The explorer is currently only accessible via Docker, but a standalone application is on the way. To visualize the graph you just created, ensure you have Docker installed, and run the following command:
# Ensure you use absolute paths when mounting the database
docker run -p 8000:8000 \
-v /absolute/path/to/transaction_db:/database \
--rm kuzudb/explorer:latest
You can then see a query editor in your browser at http://localhost:8000
.
Verify schema
In the Kùzu explorer window on the browser, click on the Schema
tab on the top right.
The above schema is very similar to the one we designed earlier, which is a good sign!
Visualize nodes and edges
The following query can be entered to visualize the graph.
MATCH (a)-[b]->(c)
RETURN * LIMIT 50;
The RETURN *
keyword passes all the named variables in the query to the visualization engine which
then renders the graph as follows.
It’s possible to customize the visual style of the graph by clicking on the Settings
tab on the top right.
Conclusions
The aim of this blog post is to show how to transform data that might exist in a typical relational system to a graph and load it into a Kùzu database. We also show how to visualize the graph and run some simple queries to test our data model.

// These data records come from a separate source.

PR #1591, opened 2026-06-11
scripts/add-recipe bugfixes

huesatlight:
first time using github, so feel free to correct any practices I got wrong.

add-recipe all was excluding recipes it shouldn't because of an adjective (eg: "long skirt") or because they had the same subtype number as picks. It was also including recipes the documentation says it wouldn't include (foreign instruments).


changelog.txt
```diff
@@ -36,6 +36,19 @@ Template for new versions:
...
 ## Removed
 
+# 53.14-alpha3
+
+## New Tools
+
+## New Features
+
+## Fixes
+- ``script\add-recipe``: fix to include incorrectly excluded recipes
```
ab9rf: this should be simply `add-recipe`, with _single_ backticks because it's a reference to a tool which has its own documentation page

ab9rf (approved):

PR #196, opened 2021-07-29
Update CHANGELOG.md for V1.1.0

jemmaissroff:
**Before merging:**

### DIFF
--- a/CHANGELOG.md
+++ b/CHANGELOG.md
@@ -5,7 +5,15 @@ All notable changes to this project will be documented in this file.
 The format is based on [Keep a Changelog](https://keepachangelog.com/en/1.0.0/),
 and this project adheres to [Semantic Versioning](https://semver.org/spec/v2.0.0.html).
 
-## [Unreleased]
+## Unreleased
+### Updated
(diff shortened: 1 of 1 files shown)


CHANGELOG.md
```diff
@@ -16,6 +24,8 @@ and this project adheres to [Semantic Versioning](https://semver.org/spec/v2.0.0
 ### Fixed
 - Fix usage on module singleton classes
 - Fix usage on module which would be extended by other classes
+### Breaking Changes
```
JacobEvelyn, line 27: Should we add these sections for past sections too?

JacobEvelyn (approved):

CHANGELOG.md
jemmaissroff: I thought about it. I decided not to because I figured that we only publicized the gem after the 1.0.0 release, so it was unlikely people were upgrading from versions before that.

JacobEvelyn: Fine by me. I don't think I see a reason not to add them but I don't feel strongly; either way works.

What’s important to take away from this exercise is that using a graph database like Kùzu for the kinds of queries we ran above makes a lot of sense. The raw transaction data that may have been sitting in an RDBMS system wasn’t simple to reason about when it came to answering questions about connected entities. Doing so in SQL would have required multiple joins and subqueries, whereas the Cypher queries we wrote were more intuitive and easier to read. That being said, not all kinds of queries benefit from a graph data model, and there are many cases where SQL and RDBMS are right tools for the job.
Another key takeaway is that designing a graph data model is an iterative exercise. You may not get it right the first time, and that’s okay! The key is to have a good understanding of the data and the questions you want to answer, and to keep refining the model as you learn more about the data. Using an embeddable solution like Kùzu is really helpful in this regard, as you can quickly load the data and test your queries without having to worry about setting up servers or authentication.
In the next post, we’ll look at a larger dataset of a similar nature, to answer more complex questions about disputed transactions. In the meantime, give Kùzu a try out on your own data, and begin thinking about whether knowledge graphs are a good fit for your use case!
Code
The code to reproduce the workflow shown in this post can be found in the graphdb-demo repository. It uses Kùzu’s Python API, but you are welcome to use the client API of your choice.